(Saved data entries)
PR #642, opened 2018-09-27
Adds feature to specify custom email subject prefix

navidshaikh:
This PR adds feature to specify custom email subject prefix, which will be used while sending user email notifications.

The parameter to specify the prefix is `EMAIL_SUBJECT_PREFIX`. Its an optional parameter. If its not given while creating seed-job, the default behavior is applied to email notifications.
In default behavior, the configured registry (without port) is added in email subject prefix.

### DIFF
--- a/ccp/index_reader.py
+++ b/ccp/index_reader.py
@@ -205,13 +205,15 @@ class BuildConfigManager(object):
     """
 
     def __init__(self, registry_url, namespace, from_address, smtp_server,
-                 ccp_openshift_slave_image, notify_cc_emails):
+                 ccp_openshift_slave_image, notify_cc_emails,
+                 registry_alias):
         self.registry_url = registry_url
         self.namespace = namespace
         self.from_address = from_address
         self.smtp_server = smtp_server
         self.ccp_openshift_slave_image = ccp_openshift_slave_image
         self.notify_cc_emails = notify_cc_emails
+        self.registry_alias = registry_alias
 
         self.template_params = """\
 -p GIT_URL={git_url} \
@@ -223,6 +225,7 @@ class BuildConfigManager(object):
 -p DEPENDS_ON={depends_on} \
 -p NOTIFY_EMAIL={notify_email} \
 -p NOTIFY_CC_EMAILS={notify_cc_emails} \
+-p REGISTRY_ALIAS={registry_alias} \
 -p PIPELINE_NAME={pipeline_name} \
 -p APP_ID={app_id} \
 -p JOB_ID={job_id} \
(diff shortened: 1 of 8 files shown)


ccp/index_reader.py
```diff
@@ -240,6 +243,7 @@ def __init__(self, registry_url, namespace, from_address, smtp_server,
 -p REGISTRY_URL={registry_url} \
 -p NOTIFY_EMAIL={notify_email} \
 -p NOTIFY_CC_EMAILS={notify_cc_emails} \
+-p REGISTRY_ALIAS={registry_alias} \
```
bamachrn: :+1:

ccp/notifications/notify.py
```diff
@@ -57,17 +67,32 @@ def subject_of_email(self, status, image_name, registry_url):
...
         """
+        if registry_alias == "null":
+            # get the repository name (without tag)
+            repository = "https://" + registry_url + \
+                "/" + image_name.split(":")[0]
+        else:
+            # if registry_alias is not "null", use it
+            repository = "https://" + registry_alias + \
+                "/" + image_name.split(":")[0]
+
```
bamachrn: cant we make the checks in single place to avoid repetition? also if we update it later we will not need to update in both the places.

ccp/notifications/notify.py
```diff
@@ -111,18 +136,18 @@ def notify(self,
...
-            status, image_name, build_info.get("REGISTRY_URL"))
+            status, image_name, build_info.get("REGISTRY_URL"),
+            build_info.get("REGISTRY_ALIAS"))
 
         # body should have repository name (without tag)
-        body = self.body_of_email(status, repository, cause)
+        body = self.body_of_email(
+            status, image_name, cause,
+            build_info.get("REGISTRY_URL"),
+            build_info.get("REGISTRY_ALIAS"))
```
bamachrn: :+1:

ccp/notifications/notify.py
navidshaikh: I thought about this, however I kept in all the respective methods who have to deal with these values in order to scope the presentation of these values.
For eg:

`subject_of_email` method has all the values, and its knows how to re-present those values, similarly
`body_of_email` method has all the the  values, and it knows how to formulate those values in email text.

I think this way, we'll have more control over whats formatted for a particular piece in notification email.

ccp/notifications/notify.py
navidshaikh: :+1:

navidshaikh: The way we are fetching the parameters from build_info in notifications module,
at some point later, we'll be fetching parameters in same way in index_reader.py and at that time, the build will be of the seed-job.
Its just that, index_reader implementation happened first and we implemented fetching the build_info while working on notification piece.

One of the concern I have for index_reader.py is the growing number of arguments the script is invoked with. In this PR, one more parameter is being added.

PR #644, opened 2018-10-01
Removes daemonset and reference scanning module from slave image

navidshaikh:
Since we are adding complete source code of service in slave
 container image, we don't need to explicitly avail the
 scanning module via a different container's volume.

In this changeset, we have removed the daemonset template altogether,
and in scanning stage of each pipeline, we are availing the scanning module
via docker volume from slave container image itself.
    
Changes:
    
  1. Remove daemon-set/ dir
  2. Move Dockerfiles/ccp-openshift-scan/scanning/ to ccp/ module
  3. Remove Dockerfiles/ccp-openshift-scan/ dir
  4. Define /opt/ccp-openshift/ccp/scanning as volume from slave image
  5. In each scanners stage, create container from image under test
      sharing a volume from slave container image's scanning module volume,
      and invoking scanner from the shared volume.
  6. Remove reference of daemon-set from README.md
  7. Update the weekly-scan template as pointed in point 5.


dharmit:
#dotests

navidshaikh:
@bamachrn @dharmit @mohammedzee1000 : I've rebased this PR against origin/openshift branch.

bamachrn:
#dotests

bamachrn:
#dotests

navidshaikh:
#dotests

navidshaikh:
This PR needs an update. On a node where multiple slave containers are running `docker ps -qf name=${slave_container_name}` is returning more than one container id's, while in the template, we'd need only 1 container id.

seed-job/template.yaml
```diff
@@ -118,20 +118,20 @@ objects:
                         stage('Scan the image') {
                             parallel (
                                 "RPM updates": {
-                                  sh (returnStdout: true, script: "docker run --user root --rm --volumes-from `docker ps -qf name=${daemonset_name}` --entrypoint /usr/bin/python ${image_name} /opt/scanning/yumupdates.py > yum-check-update 2>&1")
+                                  sh (returnStdout: true, script: "docker run --user root --rm --volumes-from `docker ps -qf name=${slave_container_name} | head -n 1` --entrypoint /usr/bin/python ${image_name} /opt/ccp-openshift/ccp/scanning/yumupdates.py > yum-check-update 2>&1")
```
dharmit: > `docker ps -qf name=${slave_container_name} | head -n 1`

I have some hypothetical scenarios coming up in my mind which I will mention below. Correct me if I'm wrong.

* Consider a scenario where there is one slave container named `jnlp_ccp-pipeline-master-1` already running. It's in Build stage. While it's in Build stage, another slave container spins up on the same node and is named `jnlp_ccp-pipeline-master-2`.

  By the time slave container `jnlp_ccp-pipeline-master-2` reaches Scan stage, let's say `jnlp_ccp-pipeline-master-1` reaches Notify stage. If `docker ps -qf name=${slave_container_name} | head -n 1` grabs `jnlp_ccp-pipeline-master-1` and that slave container dies by the time a container is spun up, would that result in resulting scan container to refer to a volume of the container that's not existing anymore?

* Consider another scenario assuming `docker ps` orders containers by the time they spin up. `jnlp_ccp-pipeline-master-1` is in Build stage. `jnlp_ccp-pipeline-master-2` spins up. So when `jnlp_ccp-pipeline-master-1` enters Scan stage, `docker ps -qf name=${slave_container_name} | head -n 1` grabs the `jnlp_ccp-pipeline-master-2` container and starts performing scans. By the time it finishes all the scan stages, `jnlp_ccp-pipeline-master-2` gets killed because say there was an error in the stage for cloning source code. Would that also not result in volume of a dead container being referred?

* Let's say if a volume of `jnlp_ccp-pipeline-master-1` is referred by scan container spun up by `jnlp_ccp-pipeline-master-2` and that makes sure that `jnlp_ccp-pipeline-master-1` does not get deleted by Docker/OpenShift. Still, we would be referring to a volume from another container and not the slave pod that started the process.

Main concern in presenting these scenarios is that there's no guarantee that `docker ps -qf name=${slave_container_name} | head -n 1` will return the name of the container from the pod that actually spun up the scan container. And considering we will be performing multiple builds on a single node, we're more likely to fall into this situation.

navidshaikh: Its not a problem.

navidshaikh: if container-2 refers the volume from container-1, and container-1 dies, it's volume is kept until container-2 is referring it.

as container-2 has stopped referring it, the volume from container-1 is also cleaned.

navidshaikh: Take a look at following (composed on two different terminal logged in to same node, and commands combined for logical order to understand)

```
# check if the node has any volumes before starting
[root@os-node-1 ~]# docker volume ls
DRIVER              VOLUME NAME

# now create a volume from slave container and keep the container running in terminal 1
[root@os-node-1 ~]# docker run --rm -ti --name test-vol-demo --entrypoint=/bin/bash 172.29.33.53:5000/pipeline-images/ccp-openshift-slave:latest 

# check the volume made available on local node
root@os-node-1 ~]# docker volume ls
DRIVER              VOLUME NAME
local               35d90b0f01ae4d0482b57cda7a366b675907b1c1c849303606f47fd6bf424119


# now start using the volume from another container and keep using it
[root@os-node-1 ~]# docker run --rm -ti --name consumer-of-volume --volumes-from test-vol-demo registry.centos.org/centos/centos:latest
[root@6e7ee35cf11c /]# ls /opt/
ccp-openshift

# while the 2nd container created using the volume from 1st container, kill the container 1
[root@os-node-1 ~]# docker run --rm -ti --name test-vol-demo --entrypoint=/bin/bash 172.29.33.53:5000/pipeline-images/ccp-openshift-slave:latest 
bash-4.2# exit
exit

# now go back to container-2 and check whether the volume referred from container-1 is still around or not
[root@6e7ee35cf11c /]# ls /opt/
ccp-openshift

# as you can see above the container-2 created with volume of container-1 is still holding it, even if the container-1 is not around anymore

# now kill the second container as well
[root@6e7ee35cf11c /]# exit
exit


# ensure if this didn't leave any hanging volumes behind
[root@os-node-1 ~]# docker volume ls
DRIVER              VOLUME NAME
```

dharmit: Just one small concern. In our case the container lifecycle is going to be controlled by OpoenShift and not Docker.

_Your assignment_. Your answer should be the lines above, from the line containing "at some point" up to and including the line containing "container image, we", reproduced exactly and with nothing else.

_Answer below_.
at some point later, we'll be fetching parameters in same way in index_reader.py and at that time, the build will be of the seed-job.
Its just that, index_reader implementation happened first and we implemented fetching the build_info while working on notification piece.

One of the concern I have for index_reader.py is the growing number of arguments the script is invoked with. In this PR, one more parameter is being added.

PR #644, opened 2018-10-01
Removes daemonset and reference scanning module from slave image

navidshaikh:
Since we are adding complete source code of service in slave
 container image, we don't need to explicitly avail the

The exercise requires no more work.